Each record should be set down again so that it matches the original exactly.

┌─ Supplied material

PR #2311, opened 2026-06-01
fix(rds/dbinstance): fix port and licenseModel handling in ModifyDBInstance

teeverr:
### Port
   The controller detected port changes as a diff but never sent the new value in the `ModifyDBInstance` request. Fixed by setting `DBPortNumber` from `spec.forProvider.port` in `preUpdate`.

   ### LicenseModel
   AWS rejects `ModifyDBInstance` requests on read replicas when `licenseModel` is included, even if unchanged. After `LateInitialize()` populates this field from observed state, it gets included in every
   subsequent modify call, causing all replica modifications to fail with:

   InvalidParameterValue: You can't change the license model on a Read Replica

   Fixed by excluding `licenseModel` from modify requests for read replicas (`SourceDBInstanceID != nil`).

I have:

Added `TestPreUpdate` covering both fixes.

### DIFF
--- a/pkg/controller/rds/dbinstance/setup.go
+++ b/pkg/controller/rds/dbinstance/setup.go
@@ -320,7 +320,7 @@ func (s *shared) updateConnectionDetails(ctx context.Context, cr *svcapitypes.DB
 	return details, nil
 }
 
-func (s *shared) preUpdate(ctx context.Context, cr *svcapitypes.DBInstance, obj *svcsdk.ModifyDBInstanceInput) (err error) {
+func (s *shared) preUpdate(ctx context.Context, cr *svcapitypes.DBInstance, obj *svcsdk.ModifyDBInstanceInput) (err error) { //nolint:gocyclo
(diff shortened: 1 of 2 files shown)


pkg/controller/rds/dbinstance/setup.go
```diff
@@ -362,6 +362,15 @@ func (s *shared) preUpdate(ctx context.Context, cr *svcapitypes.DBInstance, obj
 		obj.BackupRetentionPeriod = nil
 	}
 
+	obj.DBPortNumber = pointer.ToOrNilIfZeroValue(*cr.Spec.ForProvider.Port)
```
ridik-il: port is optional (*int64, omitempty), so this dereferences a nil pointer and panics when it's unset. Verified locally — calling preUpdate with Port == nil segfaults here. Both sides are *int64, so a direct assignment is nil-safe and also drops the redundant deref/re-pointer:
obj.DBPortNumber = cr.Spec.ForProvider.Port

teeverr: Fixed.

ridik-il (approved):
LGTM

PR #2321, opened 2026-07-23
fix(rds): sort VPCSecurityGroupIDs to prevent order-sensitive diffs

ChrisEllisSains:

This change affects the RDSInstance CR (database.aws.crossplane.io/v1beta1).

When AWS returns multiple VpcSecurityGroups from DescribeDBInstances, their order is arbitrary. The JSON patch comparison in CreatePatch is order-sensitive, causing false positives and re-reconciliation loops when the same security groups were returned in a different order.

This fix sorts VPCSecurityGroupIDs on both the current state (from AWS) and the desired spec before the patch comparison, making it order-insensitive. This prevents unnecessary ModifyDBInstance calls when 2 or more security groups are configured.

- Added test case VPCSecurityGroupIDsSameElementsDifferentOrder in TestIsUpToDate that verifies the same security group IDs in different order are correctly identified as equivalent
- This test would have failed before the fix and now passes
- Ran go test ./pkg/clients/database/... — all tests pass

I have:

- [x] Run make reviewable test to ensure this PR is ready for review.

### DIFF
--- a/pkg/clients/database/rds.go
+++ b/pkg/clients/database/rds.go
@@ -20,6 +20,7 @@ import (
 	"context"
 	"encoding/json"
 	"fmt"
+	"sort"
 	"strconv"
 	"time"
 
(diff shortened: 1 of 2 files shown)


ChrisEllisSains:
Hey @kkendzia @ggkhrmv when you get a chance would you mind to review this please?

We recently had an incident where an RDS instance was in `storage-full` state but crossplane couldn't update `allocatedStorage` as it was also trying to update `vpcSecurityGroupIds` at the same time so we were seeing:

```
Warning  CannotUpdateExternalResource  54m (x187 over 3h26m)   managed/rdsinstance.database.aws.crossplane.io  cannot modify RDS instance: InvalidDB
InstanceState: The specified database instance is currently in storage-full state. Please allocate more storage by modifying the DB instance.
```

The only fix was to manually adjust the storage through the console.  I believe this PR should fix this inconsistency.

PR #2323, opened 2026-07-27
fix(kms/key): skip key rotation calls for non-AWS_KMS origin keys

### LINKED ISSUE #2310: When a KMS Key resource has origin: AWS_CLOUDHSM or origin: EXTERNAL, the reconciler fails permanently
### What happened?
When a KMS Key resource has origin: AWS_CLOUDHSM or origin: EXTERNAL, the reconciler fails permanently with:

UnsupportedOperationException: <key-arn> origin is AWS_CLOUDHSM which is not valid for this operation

└─

= Exercise response =
PR #2311, opened 2026-06-01
fix(rds/dbinstance): fix port and licenseModel handling in ModifyDBInstance

teeverr:
### Port
   The controller detected port changes as a diff but never sent the new value in the `ModifyDBInstance` request. Fixed by setting `DBPortNumber` from `spec.forProvider.port` in `preUpdate`.

   ### LicenseModel
   AWS rejects `ModifyDBInstance` requests on read replicas when `licenseModel` is included, even if unchanged. After `LateInitialize()` populates this field from observed state, it gets included in every
   subsequent modify call, causing all replica modifications to fail with:

   InvalidParameterValue: You can't change the license model on a Read Replica

   Fixed by excluding `licenseModel` from modify requests for read replicas (`SourceDBInstanceID != nil`).

I have:

Added `TestPreUpdate` covering both fixes.

### DIFF
--- a/pkg/controller/rds/dbinstance/setup.go
+++ b/pkg/controller/rds/dbinstance/setup.go
@@ -320,7 +320,7 @@ func (s *shared) updateConnectionDetails(ctx context.Context, cr *svcapitypes.DB
 	return details, nil
 }
 
-func (s *shared) preUpdate(ctx context.Context, cr *svcapitypes.DBInstance, obj *svcsdk.ModifyDBInstanceInput) (err error) {
+func (s *shared) preUpdate(ctx context.Context, cr *svcapitypes.DBInstance, obj *svcsdk.ModifyDBInstanceInput) (err error) { //nolint:gocyclo
(diff shortened: 1 of 2 files shown)


pkg/controller/rds/dbinstance/setup.go
```diff
@@ -362,6 +362,15 @@ func (s *shared) preUpdate(ctx context.Context, cr *svcapitypes.DBInstance, obj
 		obj.BackupRetentionPeriod = nil
 	}
 
+	obj.DBPortNumber = pointer.ToOrNilIfZeroValue(*cr.Spec.ForProvider.Port)
```
ridik-il: port is optional (*int64, omitempty), so this dereferences a nil pointer and panics when it's unset. Verified locally — calling preUpdate with Port == nil segfaults here. Both sides are *int64, so a direct assignment is nil-safe and also drops the redundant deref/re-pointer:
obj.DBPortNumber = cr.Spec.ForProvider.Port

teeverr: Fixed.

ridik-il (approved):
LGTM

PR #2321, opened 2026-07-23
fix(rds): sort VPCSecurityGroupIDs to prevent order-sensitive diffs

ChrisEllisSains:

This change affects the RDSInstance CR (database.aws.crossplane.io/v1beta1).

When AWS returns multiple VpcSecurityGroups from DescribeDBInstances, their order is arbitrary. The JSON patch comparison in CreatePatch is order-sensitive, causing false positives and re-reconciliation loops when the same security groups were returned in a different order.

This fix sorts VPCSecurityGroupIDs on both the current state (from AWS) and the desired spec before the patch comparison, making it order-insensitive. This prevents unnecessary ModifyDBInstance calls when 2 or more security groups are configured.

- Added test case VPCSecurityGroupIDsSameElementsDifferentOrder in TestIsUpToDate that verifies the same security group IDs in different order are correctly identified as equivalent
- This test would have failed before the fix and now passes
- Ran go test ./pkg/clients/database/... — all tests pass

I have:

- [x] Run make reviewable test to ensure this PR is ready for review.

### DIFF
--- a/pkg/clients/database/rds.go
+++ b/pkg/clients/database/rds.go
@@ -20,6 +20,7 @@ import (
 	"context"
 	"encoding/json"
 	"fmt"
+	"sort"
 	"strconv"
 	"time"
 
(diff shortened: 1 of 2 files shown)


ChrisEllisSains:
Hey @kkendzia @ggkhrmv when you get a chance would you mind to review this please?

We recently had an incident where an RDS instance was in `storage-full` state but crossplane couldn't update `allocatedStorage` as it was also trying to update `vpcSecurityGroupIds` at the same time so we were seeing:

```
Warning  CannotUpdateExternalResource  54m (x187 over 3h26m)   managed/rdsinstance.database.aws.crossplane.io  cannot modify RDS instance: InvalidDB
InstanceState: The specified database instance is currently in storage-full state. Please allocate more storage by modifying the DB instance.
```

The only fix was to manually adjust the storage through the console.  I believe this PR should fix this inconsistency.

PR #2323, opened 2026-07-27
fix(kms/key): skip key rotation calls for non-AWS_KMS origin keys

### LINKED ISSUE #2310: When a KMS Key resource has origin: AWS_CLOUDHSM or origin: EXTERNAL, the reconciler fails permanently
### What happened?
When a KMS Key resource has origin: AWS_CLOUDHSM or origin: EXTERNAL, the reconciler fails permanently with:

UnsupportedOperationException: <key-arn> origin is AWS_CLOUDHSM which is not valid for this operation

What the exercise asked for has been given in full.